Abstract
There is ongoing interest in the emerging field of pulmonary photonic-based diagnostics. Potential clinical need areas that are being actively investigated at this time include airway and peripheral lung cancer diagnostics, pulmonary parenchymal and interstitial disorders, alveolar structure function, inhalation injury, ciliary function analysis, asthma and obstructive lung diseases.
Pulmonary diseases can involve different parts of the bronchial tree, pleura and/or lung parenchyma. For example, squamous cell carcinoma of the lung is found mainly in the central airways while adenocarcinoma arises in smaller, peripheral airways and the lung parenchyma. Clinically, autofluorescence bronchoscopy is a sensitive method to detect preinvasive bronchial cancers. Narrow-band imaging has higher specificity, but its role compared with high-definition white light examination with a megapixel-charged couple device bronchoscope is not yet defined.
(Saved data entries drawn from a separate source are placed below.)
PR #1127, opened 2024-06-26
Put more common configuration and dependencies in `notifications-utils`

quis:
This will let us:
- remove more dependencies from each app’s requirements files
- share common config for pre-commit hooks, rather than having to manually maintain and update one in each app

### DIFF
--- a/notifications_utils/version_tools.py
+++ b/notifications_utils/version_tools.py
@@ -8,6 +8,7 @@ repo_name = "alphagov/notifications-utils"
 config_files = {
     "pyproject.toml",
     "requirements_for_test_common.txt",
+    ".pre-commit-config.yaml",
 }
 
 
--- a/notifications_utils/version_tools.py
+++ b/notifications_utils/version_tools.py
@@ -80,7 +80,7 @@ def get_file_contents_from_github(branch_or_tag, path):
     return requests.get(f"https://raw.githubusercontent.com/{repo_name}/{branch_or_tag}/{path}").text
 
 
-def copy_pyproject_toml():
+def copy_config():
     local_utils_version = get_app_version()
     remote_contents = get_file_contents_from_github(local_utils_version, "pyproject.toml")
     pyproject_file.write_text(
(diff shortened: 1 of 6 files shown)


setup.py
```diff
@@ -40,7 +40,7 @@
         "pypdf>=3.13.0",
         "itsdangerous>=2.1.2",
         "govuk-bank-holidays>=0.14",
-        "boto3>=1.34.100",
+        "boto3[crt]>=1.34.100",
```
leohemsted, line 43: i also wonder about whether this `crt` should be here or should just be an override on doc download. unsure

requirements_for_test_common.txt
```diff
@@ -0,0 +1,12 @@
+beautifulsoup4==4.11.1
```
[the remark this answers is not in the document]
quis: It is used, but for some reason the module is called `bs4` not `beautifulsoup` or something more sensible:
https://github.com/alphagov/notifications-admin/blob/28c493959ecc7a44d694c7ce1abcffee2afc99d1/tests/__init__.py#L7

setup.py
quis: According to this there are some performance benefits to using `crt` so maybe we should have it everywhere:
https://aws.amazon.com/blogs/storage/improving-amazon-s3-throughput-for-the-aws-cli-and-boto3-with-the-aws-common-runtime/

requirements_for_test_common.txt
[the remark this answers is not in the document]
leohemsted: sorry, i typo'd and meant to say "it's required by _api_ but shuoldn't be as it's never imported". (turns out we used to use it in api for some cap xml emergency alert stuff)

guess we can just remove it from the api requirements.in though. im not as worried about unused test requirements as i am about unused prod runtime requirements

notifications_utils/version_tools.py
```diff
@@ -4,8 +4,12 @@
 
 requirements_file = pathlib.Path("requirements.in")
 frozen_requirements_file = pathlib.Path("requirements.txt")
-pyproject_file = pathlib.Path("pyproject.toml")
 repo_name = "alphagov/notifications-utils"
+config_files = {
+    "pyproject.toml",
+    "requirements_for_test_common.txt",
+    ".pre-commit-config.yaml",
```
leohemsted, line 11: i think this fine for now looking at our files but this may make it a pain if we want to have specific additional pre commit hooks for specific repos.

eg if we wanted to add some frontend scss linting/formatting stuff to admin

Optical coherence tomography (OCT) is more sensitive than endoscopic ultrasound to detect tumor invasion through the basement membrane and it may be useful for guiding treatment decisions Citation[1]. For diagnosis of peripheral tumors, theoretically, OCT has higher resolution than endoscopic ultrasound with a miniature radial probe, but both suffer the same disadvantages of having to couple with another method to navigate the probe to the airway leading to the tumor, and need to change from detector to biopsy catheters to obtain samples once the target has been located Citation[1]. OCT image of tumors can be fairly structureless, making it difficult to differentiate malignant tumors from other benign pathology Citation[2]. Doppler or speckle variance OCT may improve the discrimination between benign and malignant tissue Citation[3,4]. In chronic obstructive pulmonary disease, narrowing and disappearance of small conducting airways occurs before the onset of emphysematous destruction. The changes can explain the increased peripheral airway resistance reported in chronic obstructive pulmonary disease. The resolution of computed tomography is not adequate to image critical events that begin at the seventh branching generation, nor can it measure morphological changes in different layers of the airway wall. On the other hand, the airway remodeling process can be studied in vivo by OCT, confocal microendoscopy and Raman spectroscopy Citation[1,5]. Two studies highlight the importance of correlating airway wall structure measurement with pathology Citation[3,6]. Smooth muscle in the airway wall is currently not well visualized by volumetric optical frequency domain imaging. Further refinement of the technology is needed.
The use of OCT to understand normal and diseased alveolar structure and dynamics is an area of active research. Subpleural OCT has been performed using noncontact 2D scanners Citation[7] or using novel lightweight probes that rest on the pleural surface Citation[8]. Both techniques allow for dynamic assessment of changes in alveolar volume during ventilation to a depth of two to three alveoli. Accurate interpretation of individual alveolar structures from the OCT images can be challenging due to changes in the refractive index of air, tissue and mucous. This refractive index mismatch results in distortion of the 3D alveolar shape and in the appearance of double- and triple-walled alveoli. To mitigate this distortion, investigators are exploring methods including imaging during liquid ventilation to eliminate the air–tissue interface Citation[7], and by developing ray-tracing models to correct for the image distortion using postprocessing algorithms Citation[9]. Novel multimodality OCT and two-photon microscopy techniques are being developed to provide synergistic information regarding alveolar structure using OCT, and elastin density and distribution using two-photon microscopy Citation[10].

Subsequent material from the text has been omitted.